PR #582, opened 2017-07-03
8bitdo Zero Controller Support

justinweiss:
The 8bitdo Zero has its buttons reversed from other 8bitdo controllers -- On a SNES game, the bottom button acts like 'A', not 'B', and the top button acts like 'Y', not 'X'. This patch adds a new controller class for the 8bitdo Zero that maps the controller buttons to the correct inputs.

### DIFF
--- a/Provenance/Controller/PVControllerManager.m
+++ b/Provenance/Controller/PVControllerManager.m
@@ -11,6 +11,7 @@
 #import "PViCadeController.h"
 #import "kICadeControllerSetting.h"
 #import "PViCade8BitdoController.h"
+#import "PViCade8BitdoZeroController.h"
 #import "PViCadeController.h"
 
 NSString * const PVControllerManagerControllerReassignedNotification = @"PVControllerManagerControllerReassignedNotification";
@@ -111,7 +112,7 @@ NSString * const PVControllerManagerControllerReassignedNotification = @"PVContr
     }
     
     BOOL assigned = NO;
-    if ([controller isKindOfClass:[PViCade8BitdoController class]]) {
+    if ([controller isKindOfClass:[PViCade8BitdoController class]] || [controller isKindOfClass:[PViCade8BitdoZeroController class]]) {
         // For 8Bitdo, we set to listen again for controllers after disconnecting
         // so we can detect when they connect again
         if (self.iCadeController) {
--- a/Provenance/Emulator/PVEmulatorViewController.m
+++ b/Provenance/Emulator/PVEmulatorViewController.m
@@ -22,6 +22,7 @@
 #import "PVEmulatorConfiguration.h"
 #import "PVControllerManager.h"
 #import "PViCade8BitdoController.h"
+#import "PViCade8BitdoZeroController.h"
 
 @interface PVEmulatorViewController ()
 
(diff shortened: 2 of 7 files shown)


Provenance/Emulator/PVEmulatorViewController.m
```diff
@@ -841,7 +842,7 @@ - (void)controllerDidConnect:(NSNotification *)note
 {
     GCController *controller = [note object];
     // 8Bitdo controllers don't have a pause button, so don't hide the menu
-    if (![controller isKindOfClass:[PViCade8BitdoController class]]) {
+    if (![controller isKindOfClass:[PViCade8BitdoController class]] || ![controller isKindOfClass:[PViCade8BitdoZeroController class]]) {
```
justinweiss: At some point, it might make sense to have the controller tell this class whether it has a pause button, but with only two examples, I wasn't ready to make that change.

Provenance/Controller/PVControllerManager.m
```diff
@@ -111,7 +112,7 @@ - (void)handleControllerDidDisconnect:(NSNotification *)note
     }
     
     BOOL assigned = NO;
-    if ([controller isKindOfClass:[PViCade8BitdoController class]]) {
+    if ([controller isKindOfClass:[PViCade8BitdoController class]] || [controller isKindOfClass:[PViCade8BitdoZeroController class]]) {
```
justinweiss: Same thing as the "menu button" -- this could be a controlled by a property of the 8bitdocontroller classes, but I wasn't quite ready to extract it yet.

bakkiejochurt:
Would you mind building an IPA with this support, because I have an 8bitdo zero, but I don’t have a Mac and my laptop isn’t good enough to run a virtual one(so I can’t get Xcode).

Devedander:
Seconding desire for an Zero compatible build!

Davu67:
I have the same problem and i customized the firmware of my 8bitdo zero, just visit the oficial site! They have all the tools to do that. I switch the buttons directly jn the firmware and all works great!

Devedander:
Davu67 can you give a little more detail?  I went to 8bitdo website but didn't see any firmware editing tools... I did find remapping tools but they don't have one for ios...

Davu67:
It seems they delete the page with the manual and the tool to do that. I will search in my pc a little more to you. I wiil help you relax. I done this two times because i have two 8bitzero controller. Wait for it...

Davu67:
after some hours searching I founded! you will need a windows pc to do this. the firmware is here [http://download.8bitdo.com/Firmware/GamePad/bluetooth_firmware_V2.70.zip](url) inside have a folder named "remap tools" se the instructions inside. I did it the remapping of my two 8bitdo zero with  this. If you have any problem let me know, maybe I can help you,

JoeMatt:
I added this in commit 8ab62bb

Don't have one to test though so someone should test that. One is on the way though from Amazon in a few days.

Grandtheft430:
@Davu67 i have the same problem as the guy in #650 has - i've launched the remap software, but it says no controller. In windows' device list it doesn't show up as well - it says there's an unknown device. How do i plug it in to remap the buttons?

^^^^

**TASK OBJECTIVE**
Repeat the material exactly. Every line should match.

**RESPONSE**
PR #582, opened 2017-07-03
8bitdo Zero Controller Support

justinweiss:
The 8bitdo Zero has its buttons reversed from other 8bitdo controllers -- On a SNES game, the bottom button acts like 'A', not 'B', and the top button acts like 'Y', not 'X'. This patch adds a new controller class for the 8bitdo Zero that maps the controller buttons to the correct inputs.

### DIFF
--- a/Provenance/Controller/PVControllerManager.m
+++ b/Provenance/Controller/PVControllerManager.m
@@ -11,6 +11,7 @@
 #import "PViCadeController.h"
 #import "kICadeControllerSetting.h"
 #import "PViCade8BitdoController.h"
+#import "PViCade8BitdoZeroController.h"
 #import "PViCadeController.h"
 
 NSString * const PVControllerManagerControllerReassignedNotification = @"PVControllerManagerControllerReassignedNotification";
@@ -111,7 +112,7 @@ NSString * const PVControllerManagerControllerReassignedNotification = @"PVContr
     }
     
     BOOL assigned = NO;
-    if ([controller isKindOfClass:[PViCade8BitdoController class]]) {
+    if ([controller isKindOfClass:[PViCade8BitdoController class]] || [controller isKindOfClass:[PViCade8BitdoZeroController class]]) {
         // For 8Bitdo, we set to listen again for controllers after disconnecting
         // so we can detect when they connect again
         if (self.iCadeController) {
--- a/Provenance/Emulator/PVEmulatorViewController.m
+++ b/Provenance/Emulator/PVEmulatorViewController.m
@@ -22,6 +22,7 @@
 #import "PVEmulatorConfiguration.h"
 #import "PVControllerManager.h"
 #import "PViCade8BitdoController.h"
+#import "PViCade8BitdoZeroController.h"
 
 @interface PVEmulatorViewController ()
 
(diff shortened: 2 of 7 files shown)


Provenance/Emulator/PVEmulatorViewController.m
```diff
@@ -841,7 +842,7 @@ - (void)controllerDidConnect:(NSNotification *)note
 {
     GCController *controller = [note object];
     // 8Bitdo controllers don't have a pause button, so don't hide the menu
-    if (![controller isKindOfClass:[PViCade8BitdoController class]]) {
+    if (![controller isKindOfClass:[PViCade8BitdoController class]] || ![controller isKindOfClass:[PViCade8BitdoZeroController class]]) {
```
justinweiss: At some point, it might make sense to have the controller tell this class whether it has a pause button, but with only two examples, I wasn't ready to make that change.

Provenance/Controller/PVControllerManager.m
```diff
@@ -111,7 +112,7 @@ - (void)handleControllerDidDisconnect:(NSNotification *)note
     }
     
     BOOL assigned = NO;
-    if ([controller isKindOfClass:[PViCade8BitdoController class]]) {
+    if ([controller isKindOfClass:[PViCade8BitdoController class]] || [controller isKindOfClass:[PViCade8BitdoZeroController class]]) {
```
justinweiss: Same thing as the "menu button" -- this could be a controlled by a property of the 8bitdocontroller classes, but I wasn't quite ready to extract it yet.

bakkiejochurt:
Would you mind building an IPA with this support, because I have an 8bitdo zero, but I don’t have a Mac and my laptop isn’t good enough to run a virtual one(so I can’t get Xcode).

Devedander:
Seconding desire for an Zero compatible build!

Davu67:
I have the same problem and i customized the firmware of my 8bitdo zero, just visit the oficial site! They have all the tools to do that. I switch the buttons directly jn the firmware and all works great!

Devedander:
Davu67 can you give a little more detail?  I went to 8bitdo website but didn't see any firmware editing tools... I did find remapping tools but they don't have one for ios...

Davu67:
It seems they delete the page with the manual and the tool to do that. I will search in my pc a little more to you. I wiil help you relax. I done this two times because i have two 8bitzero controller. Wait for it...

Davu67:
after some hours searching I founded! you will need a windows pc to do this. the firmware is here [http://download.8bitdo.com/Firmware/GamePad/bluetooth_firmware_V2.70.zip](url) inside have a folder named "remap tools" se the instructions inside. I did it the remapping of my two 8bitdo zero with  this. If you have any problem let me know, maybe I can help you,

JoeMatt:
I added this in commit 8ab62bb

Don't have one to test though so someone should test that. One is on the way though from Amazon in a few days.

Grandtheft430:
@Davu67 i have the same problem as the guy in #650 has - i've launched the remap software, but it says no controller. In windows' device list it doesn't show up as well - it says there's an unknown device. How do i plug it in to remap the buttons?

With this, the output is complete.